Les juges LeBel et Deschamps, dissidents, ont conclu que la capacité de payer d’un demandeur n’est pas un facteur qui peut être pris en considération par les médecins agréés pour l’application du sous-alinéa 19(1)a)(ii) de la Loi sur l’immigration. Le législateur n’a pas voulu charger les médecins agréés de tenir compte du soutien familial ou de la capacité de payer. Le fait que le législateur se soit expressément demandé si le soutien familial était pertinent pour la détermination du fardeau excessif, et ait décidé de ne pas inclure ce facteur dans la Loi sur l’immigration ou les règlements donne fortement à penser qu’il ne voulait pas que la capacité de payer soit considérée comme un facteur pertinent.

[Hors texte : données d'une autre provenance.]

PR #106, opened 2018-12-12
Enable page refresh at every step

sisou:
With these changes, and the according changes in the @nimiq/rpc and @nimiq/keyguard-client libs (already included here as package dependencies), it becomes possible for the user to refresh the page at every step throughout a request flow, without loosing the request or getting stuck.

### DIFF
--- a/client/RequestBehavior.ts
+++ b/client/RequestBehavior.ts
@@ -1,5 +1,5 @@
 import { RequestType } from '../src/lib/RequestTypes';
-import * as Rpc from '@nimiq/rpc';
+import { PostMessageRpcClient, RedirectRpcClient } from '@nimiq/rpc';
 
 export class RequestBehavior {
     public static getAllowedOrigin(endpoint: string) {
@@ -51,7 +51,7 @@ export class RedirectRequestBehavior extends RequestBehavior {
     public async request(endpoint: string, command: RequestType, args: any[]): Promise<any> {
         const origin = RequestBehavior.getAllowedOrigin(endpoint);
 
-        const client = new Rpc.RedirectRpcClient(endpoint, origin);
+        const client = new RedirectRpcClient(endpoint, origin);
         await client.init();
 
         const state: object = Object.assign({}, this._localState, { __command: command });
@@ -73,58 +73,16 @@ export class PopupRequestBehavior extends RequestBehavior {
         const origin = RequestBehavior.getAllowedOrigin(endpoint);
 
         const popup = this.createPopup(endpoint);
-        const client = new Rpc.PostMessageRpcClient(popup, origin);
+        const client = new PostMessageRpcClient(popup, origin);
         await client.init();
 
         try {
-            const result = await client.call(command, ...args);
-            client.close();
-            popup.close();
-            return result;
+            return await client.callAndPersist(command, ...args);
         } catch (e) {
-            client.close();
-            popup.close();
             throw e;
-        }
-    }
-
-    public createPopup(url: string) {
-        const popup = window.open(url, 'NimiqAccounts', this._options);
-        if (!popup) {
-            throw new Error('Failed to open popup');
-        }
-        return popup;
-    }
-}
-
-export class UrlEncodedPopupBehavior extends RequestBehavior {
-    private static DEFAULT_OPTIONS: string = '';
-    private _options: string;
-
-    constructor(options = UrlEncodedPopupBehavior.DEFAULT_OPTIONS) {
-        super(BehaviorType.POPUP);
-        this._options = options;
-    }
-
-    public async request(endpoint: string, command: RequestType, args: any[]): Promise<any> {
-        const origin = RequestBehavior.getAllowedOrigin(endpoint);
-
-        const id = Rpc.RandomUtils.generateRandomId();
-        const url = Rpc.UrlRpcEncoder.prepareRedirectInvocation(endpoint, id, '<postMessage>', command, args);
-
-        const popup = this.createPopup(url);
-        const client = new Rpc.ReceiveOnlyPostMessageRpcClient(popup, origin, id);
-        await client.init();
-
-        try {
-            const result = await client.listenFor(command);
+        } finally {
             client.close();
             popup.close();
-            return result;
-        } catch (e) {
-            client.close();
-            popup.close();
-            throw e;
         }
     }
 
@@ -141,7 +99,7 @@ export class IFrameRequestBehavior extends RequestBehavior {
     private static IFRAME_PATH_SUFFIX = '/iframe.html';
 
     private _iframe: HTMLIFrameElement | null;
-    private _client: Rpc.PostMessageRpcClient | null;
+    private _client: PostMessageRpcClient | null;
 
     constructor() {
         super(BehaviorType.IFRAME);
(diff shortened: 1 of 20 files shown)


client/RequestBehavior.ts
```diff
@@ -97,11 +97,51 @@ export class PopupRequestBehavior extends RequestBehavior {
...
+
+        try {
+            const result = await client.listenFor(command);
+            client.close();
+            popup.close();
+            return result;
+        } catch (e) {
+            client.close();
+            popup.close();
+            throw e;
```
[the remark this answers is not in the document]
sisou: Does the `finally` block still run even when the function `return`s in the `try` block?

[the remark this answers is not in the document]
sisou: I just looked it up on MDN and the answer should be yes. In that case, yes, let's do that.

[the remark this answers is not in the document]
danimoh: Yes, `finally` is pretty cool

src/lib/RpcApi.ts
```diff
@@ -62,6 +62,16 @@ export default class RpcApi {
         return client;
     }
 
+    public routerPush(routeName: string) {
```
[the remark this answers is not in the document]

Le travail des médecins agrées serait nettement plus compliqué si l’on devait ajouter à leurs tâches une enquête subjective visant à déterminer si la famille ou la communauté du candidat serait en mesure de fournir ce soutien supplémentaire. Une telle analyse subjective, hors du domaine d’expertise du médecin, risquerait d’aboutir à des conclusions différentes à l’égard de demandeurs dont la situation est similaire et entraînerait de plus grands délais.

Enfin, ont déclaré les juges dissidents, sans la possibilité de faire respecter par le recours aux tribunaux la promesse de payer les services sociaux, il n’y a aucun moyen de s’assurer que la famille cherchera effectivement à atténuer tout fardeau excessif pour les finances publiques. Plus l’analyse est liée à des facteurs non médicaux très subjectifs, plus il est probable que les médecins agréés seront amenés à faire des évaluations hors de leur domaine d’expertise. On risque alors d’aboutir à des conclusions différentes à l’égard de demandeurs dont la situation est similaire, ce qui contrecarrerait les efforts faits pour que tous les demandeurs soient traités également, et demanderait davantage de temps.

Les candidats demandeurs peuvent néanmoins être admis en raison de leur capacité de payer, malgré la non admissibilité d’un membre de leur famille, mais cette décision relève alors du pouvoir discrétionnaire conféré au ministre, qui peut délivrer un permis malgré la non admissibilité pour raisons médicales. Le ministre est mieux placé pour déterminer si les circonstances particulières d’un cas justifient une dérogation aux règles. Cette façon de faire permet également de faire en sorte que, vu le fardeau potentiel qu’ils pourraient entraîner pour les services sociaux et de santé canadiens, ces cas exceptionnels soient tranchés par une seule instance.